→ **Records shown**:
|---|
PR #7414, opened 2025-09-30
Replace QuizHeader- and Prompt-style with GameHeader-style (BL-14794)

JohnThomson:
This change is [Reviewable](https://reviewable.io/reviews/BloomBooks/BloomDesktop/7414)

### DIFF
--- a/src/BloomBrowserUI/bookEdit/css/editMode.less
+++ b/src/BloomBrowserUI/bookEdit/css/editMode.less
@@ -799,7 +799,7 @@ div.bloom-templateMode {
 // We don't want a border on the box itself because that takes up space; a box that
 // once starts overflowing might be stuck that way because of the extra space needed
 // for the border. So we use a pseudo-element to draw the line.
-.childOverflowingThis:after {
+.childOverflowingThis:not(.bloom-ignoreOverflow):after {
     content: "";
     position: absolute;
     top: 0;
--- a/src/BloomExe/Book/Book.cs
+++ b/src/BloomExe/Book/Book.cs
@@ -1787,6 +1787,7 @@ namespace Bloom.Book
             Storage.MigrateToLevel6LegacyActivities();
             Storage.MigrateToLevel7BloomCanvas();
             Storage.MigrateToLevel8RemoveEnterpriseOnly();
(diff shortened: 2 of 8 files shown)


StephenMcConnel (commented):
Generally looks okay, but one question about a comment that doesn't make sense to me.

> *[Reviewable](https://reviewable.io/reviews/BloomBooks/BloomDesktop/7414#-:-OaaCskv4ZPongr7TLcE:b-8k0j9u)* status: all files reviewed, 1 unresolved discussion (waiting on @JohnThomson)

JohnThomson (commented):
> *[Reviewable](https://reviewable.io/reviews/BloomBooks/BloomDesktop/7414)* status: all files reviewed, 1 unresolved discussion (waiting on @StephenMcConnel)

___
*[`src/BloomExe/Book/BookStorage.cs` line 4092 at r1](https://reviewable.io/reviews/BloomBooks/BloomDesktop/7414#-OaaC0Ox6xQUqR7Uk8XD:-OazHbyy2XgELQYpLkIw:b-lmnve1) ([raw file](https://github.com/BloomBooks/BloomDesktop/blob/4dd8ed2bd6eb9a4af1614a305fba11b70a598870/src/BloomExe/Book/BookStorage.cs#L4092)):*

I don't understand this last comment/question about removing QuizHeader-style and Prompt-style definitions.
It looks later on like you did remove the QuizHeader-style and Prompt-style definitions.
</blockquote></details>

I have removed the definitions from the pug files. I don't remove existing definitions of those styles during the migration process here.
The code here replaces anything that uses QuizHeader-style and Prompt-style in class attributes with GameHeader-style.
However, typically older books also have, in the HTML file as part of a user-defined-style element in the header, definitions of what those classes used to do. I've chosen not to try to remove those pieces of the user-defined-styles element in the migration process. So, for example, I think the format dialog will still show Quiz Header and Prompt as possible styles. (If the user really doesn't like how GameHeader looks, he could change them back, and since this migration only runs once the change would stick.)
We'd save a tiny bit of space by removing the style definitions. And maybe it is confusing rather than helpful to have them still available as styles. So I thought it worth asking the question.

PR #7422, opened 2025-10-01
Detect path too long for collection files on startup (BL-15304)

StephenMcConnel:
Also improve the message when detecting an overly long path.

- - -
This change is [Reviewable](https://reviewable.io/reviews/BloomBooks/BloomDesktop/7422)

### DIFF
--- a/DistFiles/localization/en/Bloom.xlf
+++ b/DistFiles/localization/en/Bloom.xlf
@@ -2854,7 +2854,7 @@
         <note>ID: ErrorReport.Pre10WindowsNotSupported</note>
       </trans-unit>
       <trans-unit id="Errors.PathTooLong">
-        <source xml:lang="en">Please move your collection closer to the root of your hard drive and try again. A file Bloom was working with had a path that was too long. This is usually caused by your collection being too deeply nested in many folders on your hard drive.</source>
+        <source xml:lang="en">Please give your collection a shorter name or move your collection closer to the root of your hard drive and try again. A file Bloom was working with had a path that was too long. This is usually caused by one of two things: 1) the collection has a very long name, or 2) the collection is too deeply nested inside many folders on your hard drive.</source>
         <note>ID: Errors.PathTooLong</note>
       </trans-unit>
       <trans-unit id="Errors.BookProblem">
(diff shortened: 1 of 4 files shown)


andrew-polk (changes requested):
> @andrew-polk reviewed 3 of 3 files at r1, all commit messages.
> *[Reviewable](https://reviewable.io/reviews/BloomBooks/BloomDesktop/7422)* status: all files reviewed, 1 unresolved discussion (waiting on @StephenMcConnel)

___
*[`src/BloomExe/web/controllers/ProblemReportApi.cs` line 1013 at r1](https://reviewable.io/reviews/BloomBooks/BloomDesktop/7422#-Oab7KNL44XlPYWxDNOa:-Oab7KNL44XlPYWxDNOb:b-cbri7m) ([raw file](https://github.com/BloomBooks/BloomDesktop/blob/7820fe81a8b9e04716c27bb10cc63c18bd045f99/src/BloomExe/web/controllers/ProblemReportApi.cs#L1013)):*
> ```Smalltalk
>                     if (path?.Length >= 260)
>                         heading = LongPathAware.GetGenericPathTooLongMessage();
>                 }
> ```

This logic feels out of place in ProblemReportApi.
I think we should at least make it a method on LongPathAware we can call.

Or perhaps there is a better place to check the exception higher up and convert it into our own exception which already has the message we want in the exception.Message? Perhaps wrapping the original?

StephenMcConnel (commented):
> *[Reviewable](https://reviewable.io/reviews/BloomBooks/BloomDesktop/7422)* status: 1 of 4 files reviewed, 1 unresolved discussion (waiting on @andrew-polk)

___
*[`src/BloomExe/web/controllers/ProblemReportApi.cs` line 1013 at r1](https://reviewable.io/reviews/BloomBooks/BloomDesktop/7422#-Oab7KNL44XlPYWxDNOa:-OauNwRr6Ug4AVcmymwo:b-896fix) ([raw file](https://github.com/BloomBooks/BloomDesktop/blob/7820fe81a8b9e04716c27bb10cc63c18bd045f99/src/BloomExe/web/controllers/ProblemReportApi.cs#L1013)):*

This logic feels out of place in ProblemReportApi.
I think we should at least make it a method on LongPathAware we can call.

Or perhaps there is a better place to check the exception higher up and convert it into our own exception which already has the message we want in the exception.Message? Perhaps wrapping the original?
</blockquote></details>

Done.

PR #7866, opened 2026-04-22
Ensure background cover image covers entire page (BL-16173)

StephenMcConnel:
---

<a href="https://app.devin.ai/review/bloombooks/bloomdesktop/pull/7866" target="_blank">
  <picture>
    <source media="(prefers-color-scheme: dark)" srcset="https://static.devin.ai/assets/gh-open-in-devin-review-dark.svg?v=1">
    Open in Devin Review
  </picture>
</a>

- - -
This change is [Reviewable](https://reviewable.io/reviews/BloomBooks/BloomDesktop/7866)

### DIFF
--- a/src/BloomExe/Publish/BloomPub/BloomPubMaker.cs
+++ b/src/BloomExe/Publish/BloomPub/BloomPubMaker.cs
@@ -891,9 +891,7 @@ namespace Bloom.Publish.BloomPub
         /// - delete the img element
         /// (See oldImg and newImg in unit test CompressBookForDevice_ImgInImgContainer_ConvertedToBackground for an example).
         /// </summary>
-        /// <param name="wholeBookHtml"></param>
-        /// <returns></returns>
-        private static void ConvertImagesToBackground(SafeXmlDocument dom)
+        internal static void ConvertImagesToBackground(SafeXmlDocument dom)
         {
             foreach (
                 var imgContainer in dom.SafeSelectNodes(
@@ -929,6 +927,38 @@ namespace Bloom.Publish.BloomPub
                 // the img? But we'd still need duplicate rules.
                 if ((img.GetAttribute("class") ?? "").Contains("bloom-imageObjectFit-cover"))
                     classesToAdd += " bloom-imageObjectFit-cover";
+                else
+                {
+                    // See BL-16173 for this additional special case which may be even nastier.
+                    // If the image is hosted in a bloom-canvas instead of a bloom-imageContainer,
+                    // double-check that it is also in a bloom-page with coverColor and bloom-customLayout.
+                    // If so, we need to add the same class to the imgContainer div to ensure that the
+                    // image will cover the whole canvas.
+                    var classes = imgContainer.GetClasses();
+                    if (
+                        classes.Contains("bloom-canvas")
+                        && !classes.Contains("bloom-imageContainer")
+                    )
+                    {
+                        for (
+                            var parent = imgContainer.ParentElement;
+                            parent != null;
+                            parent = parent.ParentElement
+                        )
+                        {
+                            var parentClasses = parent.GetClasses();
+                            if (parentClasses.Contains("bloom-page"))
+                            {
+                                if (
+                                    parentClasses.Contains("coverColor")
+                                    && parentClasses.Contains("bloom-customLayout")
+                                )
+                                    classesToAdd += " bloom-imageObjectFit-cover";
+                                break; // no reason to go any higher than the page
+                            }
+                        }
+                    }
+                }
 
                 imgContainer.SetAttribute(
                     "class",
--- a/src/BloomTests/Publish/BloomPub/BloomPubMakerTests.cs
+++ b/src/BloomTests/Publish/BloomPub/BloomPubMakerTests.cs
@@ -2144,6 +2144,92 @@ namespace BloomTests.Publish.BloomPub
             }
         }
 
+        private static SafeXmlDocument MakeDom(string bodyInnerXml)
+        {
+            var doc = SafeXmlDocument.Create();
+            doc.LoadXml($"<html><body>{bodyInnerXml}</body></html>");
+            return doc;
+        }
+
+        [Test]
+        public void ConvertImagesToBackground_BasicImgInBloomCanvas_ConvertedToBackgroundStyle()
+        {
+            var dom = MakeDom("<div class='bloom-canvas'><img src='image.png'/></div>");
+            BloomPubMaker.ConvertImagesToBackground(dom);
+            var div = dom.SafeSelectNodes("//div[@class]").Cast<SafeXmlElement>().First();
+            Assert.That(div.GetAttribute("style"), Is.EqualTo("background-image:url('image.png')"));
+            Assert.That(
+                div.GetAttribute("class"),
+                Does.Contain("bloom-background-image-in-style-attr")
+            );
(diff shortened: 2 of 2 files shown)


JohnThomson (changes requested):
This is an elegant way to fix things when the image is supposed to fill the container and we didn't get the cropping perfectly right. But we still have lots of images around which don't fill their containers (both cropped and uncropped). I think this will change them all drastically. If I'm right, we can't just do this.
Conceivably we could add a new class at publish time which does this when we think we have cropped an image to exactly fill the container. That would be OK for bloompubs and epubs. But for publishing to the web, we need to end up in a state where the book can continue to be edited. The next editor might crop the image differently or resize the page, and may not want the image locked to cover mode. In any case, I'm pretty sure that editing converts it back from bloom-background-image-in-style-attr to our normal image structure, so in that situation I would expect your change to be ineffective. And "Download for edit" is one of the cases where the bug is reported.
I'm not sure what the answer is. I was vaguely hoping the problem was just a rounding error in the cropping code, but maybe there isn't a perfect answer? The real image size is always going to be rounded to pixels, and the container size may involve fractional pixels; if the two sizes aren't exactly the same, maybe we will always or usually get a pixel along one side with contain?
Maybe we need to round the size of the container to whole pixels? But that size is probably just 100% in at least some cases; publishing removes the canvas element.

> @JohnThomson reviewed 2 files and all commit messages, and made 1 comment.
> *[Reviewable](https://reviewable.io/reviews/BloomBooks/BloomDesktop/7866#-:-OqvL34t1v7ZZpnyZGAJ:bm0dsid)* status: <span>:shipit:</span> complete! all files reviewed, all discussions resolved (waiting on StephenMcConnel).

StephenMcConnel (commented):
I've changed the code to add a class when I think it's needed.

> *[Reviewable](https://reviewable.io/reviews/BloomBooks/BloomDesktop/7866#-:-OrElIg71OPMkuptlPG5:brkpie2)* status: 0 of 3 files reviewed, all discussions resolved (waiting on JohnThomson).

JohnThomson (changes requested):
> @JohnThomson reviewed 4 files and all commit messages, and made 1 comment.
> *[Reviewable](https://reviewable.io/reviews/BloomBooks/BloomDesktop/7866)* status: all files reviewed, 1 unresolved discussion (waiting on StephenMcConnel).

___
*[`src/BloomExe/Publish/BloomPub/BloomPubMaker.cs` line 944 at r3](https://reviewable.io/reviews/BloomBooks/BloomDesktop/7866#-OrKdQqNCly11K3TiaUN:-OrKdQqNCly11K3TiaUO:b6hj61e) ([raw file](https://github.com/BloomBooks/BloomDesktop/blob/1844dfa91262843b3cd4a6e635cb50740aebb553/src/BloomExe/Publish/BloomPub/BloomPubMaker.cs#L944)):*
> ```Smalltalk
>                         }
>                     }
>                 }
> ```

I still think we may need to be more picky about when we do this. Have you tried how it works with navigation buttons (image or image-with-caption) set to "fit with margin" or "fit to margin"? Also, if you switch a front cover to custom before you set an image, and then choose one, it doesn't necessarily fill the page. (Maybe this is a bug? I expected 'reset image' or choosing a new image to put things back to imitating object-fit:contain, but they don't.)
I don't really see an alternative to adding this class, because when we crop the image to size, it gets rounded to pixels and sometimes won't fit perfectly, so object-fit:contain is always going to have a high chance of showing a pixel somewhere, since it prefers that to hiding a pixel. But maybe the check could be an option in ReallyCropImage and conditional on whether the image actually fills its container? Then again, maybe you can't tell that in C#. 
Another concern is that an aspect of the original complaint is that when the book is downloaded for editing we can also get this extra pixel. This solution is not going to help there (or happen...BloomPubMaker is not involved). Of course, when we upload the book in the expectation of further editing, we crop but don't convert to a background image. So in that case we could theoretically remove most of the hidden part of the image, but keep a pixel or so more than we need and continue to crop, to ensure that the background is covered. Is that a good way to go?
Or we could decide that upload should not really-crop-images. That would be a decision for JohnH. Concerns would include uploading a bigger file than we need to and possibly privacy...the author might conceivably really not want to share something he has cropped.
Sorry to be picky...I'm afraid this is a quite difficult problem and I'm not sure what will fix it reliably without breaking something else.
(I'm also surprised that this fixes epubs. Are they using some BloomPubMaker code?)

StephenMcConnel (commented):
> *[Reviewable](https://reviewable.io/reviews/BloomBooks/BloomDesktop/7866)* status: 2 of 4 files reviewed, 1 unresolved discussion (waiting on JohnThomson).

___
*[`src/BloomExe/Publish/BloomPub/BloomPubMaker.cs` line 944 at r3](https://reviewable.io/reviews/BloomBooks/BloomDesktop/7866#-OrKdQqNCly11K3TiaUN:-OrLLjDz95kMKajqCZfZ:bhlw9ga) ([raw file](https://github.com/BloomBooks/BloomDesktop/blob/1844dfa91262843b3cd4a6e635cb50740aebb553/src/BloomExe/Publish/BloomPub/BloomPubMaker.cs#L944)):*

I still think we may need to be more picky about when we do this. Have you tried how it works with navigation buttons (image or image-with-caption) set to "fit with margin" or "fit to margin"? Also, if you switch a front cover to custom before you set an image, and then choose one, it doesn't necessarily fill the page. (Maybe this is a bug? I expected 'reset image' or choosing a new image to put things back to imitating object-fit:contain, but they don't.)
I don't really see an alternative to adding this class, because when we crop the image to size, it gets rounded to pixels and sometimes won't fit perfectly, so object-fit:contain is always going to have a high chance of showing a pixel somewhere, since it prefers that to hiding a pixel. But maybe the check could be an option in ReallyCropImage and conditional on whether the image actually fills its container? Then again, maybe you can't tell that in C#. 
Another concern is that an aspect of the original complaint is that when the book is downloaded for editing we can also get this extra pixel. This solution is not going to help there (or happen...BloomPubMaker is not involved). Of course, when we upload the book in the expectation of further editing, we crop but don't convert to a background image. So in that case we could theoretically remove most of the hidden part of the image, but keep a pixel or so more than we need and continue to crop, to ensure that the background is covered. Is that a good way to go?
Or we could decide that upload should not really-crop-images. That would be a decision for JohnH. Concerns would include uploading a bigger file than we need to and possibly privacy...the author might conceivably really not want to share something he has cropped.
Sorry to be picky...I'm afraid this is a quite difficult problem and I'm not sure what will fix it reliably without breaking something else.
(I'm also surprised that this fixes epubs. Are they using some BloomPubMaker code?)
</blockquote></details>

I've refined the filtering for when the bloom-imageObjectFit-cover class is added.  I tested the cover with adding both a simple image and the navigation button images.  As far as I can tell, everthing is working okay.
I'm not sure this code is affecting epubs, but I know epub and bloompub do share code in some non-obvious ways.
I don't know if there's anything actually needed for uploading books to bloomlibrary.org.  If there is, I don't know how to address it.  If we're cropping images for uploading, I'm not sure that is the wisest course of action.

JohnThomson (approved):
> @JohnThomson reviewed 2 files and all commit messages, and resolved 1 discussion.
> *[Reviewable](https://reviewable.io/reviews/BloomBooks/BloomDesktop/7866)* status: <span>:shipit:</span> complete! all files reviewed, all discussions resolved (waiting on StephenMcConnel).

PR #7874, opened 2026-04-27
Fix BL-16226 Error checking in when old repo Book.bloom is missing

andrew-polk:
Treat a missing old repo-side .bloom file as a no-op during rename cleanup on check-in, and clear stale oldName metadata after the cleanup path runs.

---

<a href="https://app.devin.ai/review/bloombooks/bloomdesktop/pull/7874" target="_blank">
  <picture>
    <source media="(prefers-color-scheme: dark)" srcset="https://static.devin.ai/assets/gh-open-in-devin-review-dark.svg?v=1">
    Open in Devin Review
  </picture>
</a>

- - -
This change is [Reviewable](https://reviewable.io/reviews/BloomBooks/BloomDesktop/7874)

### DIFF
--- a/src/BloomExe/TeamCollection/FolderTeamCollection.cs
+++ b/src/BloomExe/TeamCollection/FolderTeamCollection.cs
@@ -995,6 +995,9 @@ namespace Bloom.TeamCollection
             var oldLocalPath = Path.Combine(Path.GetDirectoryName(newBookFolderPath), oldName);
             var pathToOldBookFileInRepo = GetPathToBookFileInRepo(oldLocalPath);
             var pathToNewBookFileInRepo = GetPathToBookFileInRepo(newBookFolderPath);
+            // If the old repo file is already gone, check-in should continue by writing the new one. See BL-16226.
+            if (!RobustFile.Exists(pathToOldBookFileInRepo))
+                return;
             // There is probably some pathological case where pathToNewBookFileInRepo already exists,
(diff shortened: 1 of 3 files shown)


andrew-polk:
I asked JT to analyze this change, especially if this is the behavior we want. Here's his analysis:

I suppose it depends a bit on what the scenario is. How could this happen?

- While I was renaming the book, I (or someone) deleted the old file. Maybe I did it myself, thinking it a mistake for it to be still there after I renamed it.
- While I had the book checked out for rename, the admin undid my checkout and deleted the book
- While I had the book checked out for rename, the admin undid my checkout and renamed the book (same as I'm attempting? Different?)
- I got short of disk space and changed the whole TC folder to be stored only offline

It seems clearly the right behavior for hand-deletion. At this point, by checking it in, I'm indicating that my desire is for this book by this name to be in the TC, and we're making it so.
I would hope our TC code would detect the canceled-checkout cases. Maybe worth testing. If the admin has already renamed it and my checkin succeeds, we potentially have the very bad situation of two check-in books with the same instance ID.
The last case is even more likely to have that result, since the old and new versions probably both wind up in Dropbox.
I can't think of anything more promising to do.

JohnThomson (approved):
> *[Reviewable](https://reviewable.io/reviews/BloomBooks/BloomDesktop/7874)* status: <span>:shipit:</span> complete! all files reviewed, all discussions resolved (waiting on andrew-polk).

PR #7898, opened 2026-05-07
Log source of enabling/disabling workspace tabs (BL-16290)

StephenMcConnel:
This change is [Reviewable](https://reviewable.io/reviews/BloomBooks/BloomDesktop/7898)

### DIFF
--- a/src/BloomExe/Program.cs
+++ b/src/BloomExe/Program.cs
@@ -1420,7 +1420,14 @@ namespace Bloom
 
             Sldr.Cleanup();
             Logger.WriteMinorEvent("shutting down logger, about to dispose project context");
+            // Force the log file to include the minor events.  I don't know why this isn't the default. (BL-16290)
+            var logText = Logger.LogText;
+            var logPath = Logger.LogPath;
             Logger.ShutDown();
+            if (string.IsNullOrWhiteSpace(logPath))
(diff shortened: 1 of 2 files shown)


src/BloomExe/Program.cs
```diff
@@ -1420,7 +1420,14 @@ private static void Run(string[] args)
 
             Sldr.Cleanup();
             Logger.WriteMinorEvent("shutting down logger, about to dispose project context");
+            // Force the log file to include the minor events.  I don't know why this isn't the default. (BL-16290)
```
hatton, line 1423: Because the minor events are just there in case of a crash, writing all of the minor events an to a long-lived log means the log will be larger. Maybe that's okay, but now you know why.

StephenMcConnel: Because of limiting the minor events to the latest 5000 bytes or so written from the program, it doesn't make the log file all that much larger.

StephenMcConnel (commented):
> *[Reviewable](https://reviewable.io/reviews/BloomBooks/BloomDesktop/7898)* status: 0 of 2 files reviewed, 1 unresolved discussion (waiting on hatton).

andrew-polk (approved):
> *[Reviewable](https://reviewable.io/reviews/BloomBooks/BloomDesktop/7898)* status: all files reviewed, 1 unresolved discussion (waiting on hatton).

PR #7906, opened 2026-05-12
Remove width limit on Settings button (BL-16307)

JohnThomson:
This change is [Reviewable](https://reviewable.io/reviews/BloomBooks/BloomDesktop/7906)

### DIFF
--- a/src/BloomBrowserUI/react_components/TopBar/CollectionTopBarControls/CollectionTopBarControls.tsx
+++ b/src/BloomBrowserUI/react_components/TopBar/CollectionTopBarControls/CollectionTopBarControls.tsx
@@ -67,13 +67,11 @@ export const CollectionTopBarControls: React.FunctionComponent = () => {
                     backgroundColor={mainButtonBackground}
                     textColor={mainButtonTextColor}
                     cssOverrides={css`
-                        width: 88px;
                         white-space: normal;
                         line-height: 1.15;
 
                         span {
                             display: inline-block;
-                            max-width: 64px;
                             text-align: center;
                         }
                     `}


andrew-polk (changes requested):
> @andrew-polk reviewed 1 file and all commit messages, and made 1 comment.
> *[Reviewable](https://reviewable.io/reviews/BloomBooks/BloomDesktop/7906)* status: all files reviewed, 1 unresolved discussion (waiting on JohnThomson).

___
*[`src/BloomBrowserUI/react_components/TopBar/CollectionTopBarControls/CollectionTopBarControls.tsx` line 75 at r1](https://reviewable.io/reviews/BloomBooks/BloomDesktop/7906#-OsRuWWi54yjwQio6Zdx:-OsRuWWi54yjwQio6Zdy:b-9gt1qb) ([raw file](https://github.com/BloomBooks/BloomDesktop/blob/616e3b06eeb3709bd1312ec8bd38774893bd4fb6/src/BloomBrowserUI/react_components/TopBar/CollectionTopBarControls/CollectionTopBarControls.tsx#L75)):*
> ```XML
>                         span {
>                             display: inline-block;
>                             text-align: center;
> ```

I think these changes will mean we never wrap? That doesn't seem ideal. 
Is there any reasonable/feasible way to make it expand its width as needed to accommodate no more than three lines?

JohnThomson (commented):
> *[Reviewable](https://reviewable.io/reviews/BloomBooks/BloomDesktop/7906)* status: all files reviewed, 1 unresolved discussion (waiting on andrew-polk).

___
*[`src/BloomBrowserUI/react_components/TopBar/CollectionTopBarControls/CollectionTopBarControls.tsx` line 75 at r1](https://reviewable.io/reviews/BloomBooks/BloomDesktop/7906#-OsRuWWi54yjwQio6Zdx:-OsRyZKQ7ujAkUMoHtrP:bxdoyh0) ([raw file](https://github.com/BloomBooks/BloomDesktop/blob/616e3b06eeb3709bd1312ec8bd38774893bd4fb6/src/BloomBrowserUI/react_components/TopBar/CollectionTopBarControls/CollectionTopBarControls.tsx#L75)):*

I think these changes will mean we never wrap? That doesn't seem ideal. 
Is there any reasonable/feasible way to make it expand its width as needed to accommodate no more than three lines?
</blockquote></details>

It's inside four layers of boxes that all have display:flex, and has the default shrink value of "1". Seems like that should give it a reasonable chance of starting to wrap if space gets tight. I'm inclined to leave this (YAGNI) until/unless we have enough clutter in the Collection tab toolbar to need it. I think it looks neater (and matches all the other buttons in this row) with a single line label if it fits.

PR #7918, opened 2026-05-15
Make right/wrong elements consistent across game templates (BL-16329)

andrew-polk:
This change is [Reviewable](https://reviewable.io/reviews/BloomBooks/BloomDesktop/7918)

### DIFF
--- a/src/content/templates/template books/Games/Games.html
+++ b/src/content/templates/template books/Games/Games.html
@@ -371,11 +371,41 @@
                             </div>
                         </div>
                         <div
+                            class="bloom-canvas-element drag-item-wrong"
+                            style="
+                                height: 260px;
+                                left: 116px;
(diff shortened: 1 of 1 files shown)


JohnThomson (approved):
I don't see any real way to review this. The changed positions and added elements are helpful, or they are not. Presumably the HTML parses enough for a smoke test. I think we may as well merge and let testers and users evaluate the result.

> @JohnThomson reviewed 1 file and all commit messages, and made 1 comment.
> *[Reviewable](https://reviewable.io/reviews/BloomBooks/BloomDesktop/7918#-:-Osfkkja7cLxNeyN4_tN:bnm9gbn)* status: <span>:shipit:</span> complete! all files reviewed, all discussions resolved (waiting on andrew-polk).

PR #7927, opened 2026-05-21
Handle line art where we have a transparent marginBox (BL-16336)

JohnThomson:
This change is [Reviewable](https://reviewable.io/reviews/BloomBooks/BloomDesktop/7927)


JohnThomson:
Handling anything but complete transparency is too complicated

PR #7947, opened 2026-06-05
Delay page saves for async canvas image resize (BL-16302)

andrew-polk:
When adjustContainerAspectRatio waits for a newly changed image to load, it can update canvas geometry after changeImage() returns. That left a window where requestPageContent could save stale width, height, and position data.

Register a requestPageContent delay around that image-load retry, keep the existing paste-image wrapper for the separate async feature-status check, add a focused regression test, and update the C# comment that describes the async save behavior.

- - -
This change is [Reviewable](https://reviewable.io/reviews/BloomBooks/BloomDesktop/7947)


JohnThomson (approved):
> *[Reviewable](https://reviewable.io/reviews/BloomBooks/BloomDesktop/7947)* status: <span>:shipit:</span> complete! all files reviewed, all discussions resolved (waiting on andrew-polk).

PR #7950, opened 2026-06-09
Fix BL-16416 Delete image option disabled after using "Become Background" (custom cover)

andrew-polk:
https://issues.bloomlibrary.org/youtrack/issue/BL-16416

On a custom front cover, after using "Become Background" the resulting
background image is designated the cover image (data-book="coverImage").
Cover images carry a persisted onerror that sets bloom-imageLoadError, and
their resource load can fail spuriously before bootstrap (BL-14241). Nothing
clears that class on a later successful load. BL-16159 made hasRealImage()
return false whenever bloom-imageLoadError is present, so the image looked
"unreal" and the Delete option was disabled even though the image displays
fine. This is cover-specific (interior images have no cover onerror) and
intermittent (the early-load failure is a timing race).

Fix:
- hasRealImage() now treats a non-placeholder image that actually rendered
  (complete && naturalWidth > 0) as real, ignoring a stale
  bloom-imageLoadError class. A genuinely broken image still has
|---|
→ **Assignment**:
For this exercise, please output exactly the lines above starting at the line with "Storage.MigrateToLevel8RemoveEnterpriseOnly();" and ending at the line with "The code here", ends included.

→ **Answer space**:
             Storage.MigrateToLevel8RemoveEnterpriseOnly();
(diff shortened: 2 of 8 files shown)


StephenMcConnel (commented):
Generally looks okay, but one question about a comment that doesn't make sense to me.

> *[Reviewable](https://reviewable.io/reviews/BloomBooks/BloomDesktop/7414#-:-OaaCskv4ZPongr7TLcE:b-8k0j9u)* status: all files reviewed, 1 unresolved discussion (waiting on @JohnThomson)

JohnThomson (commented):
> *[Reviewable](https://reviewable.io/reviews/BloomBooks/BloomDesktop/7414)* status: all files reviewed, 1 unresolved discussion (waiting on @StephenMcConnel)

___
*[`src/BloomExe/Book/BookStorage.cs` line 4092 at r1](https://reviewable.io/reviews/BloomBooks/BloomDesktop/7414#-OaaC0Ox6xQUqR7Uk8XD:-OazHbyy2XgELQYpLkIw:b-lmnve1) ([raw file](https://github.com/BloomBooks/BloomDesktop/blob/4dd8ed2bd6eb9a4af1614a305fba11b70a598870/src/BloomExe/Book/BookStorage.cs#L4092)):*

I don't understand this last comment/question about removing QuizHeader-style and Prompt-style definitions.
It looks later on like you did remove the QuizHeader-style and Prompt-style definitions.
</blockquote></details>

I have removed the definitions from the pug files. I don't remove existing definitions of those styles during the migration process here.
The code here replaces anything that uses QuizHeader-style and Prompt-style in class attributes with GameHeader-style.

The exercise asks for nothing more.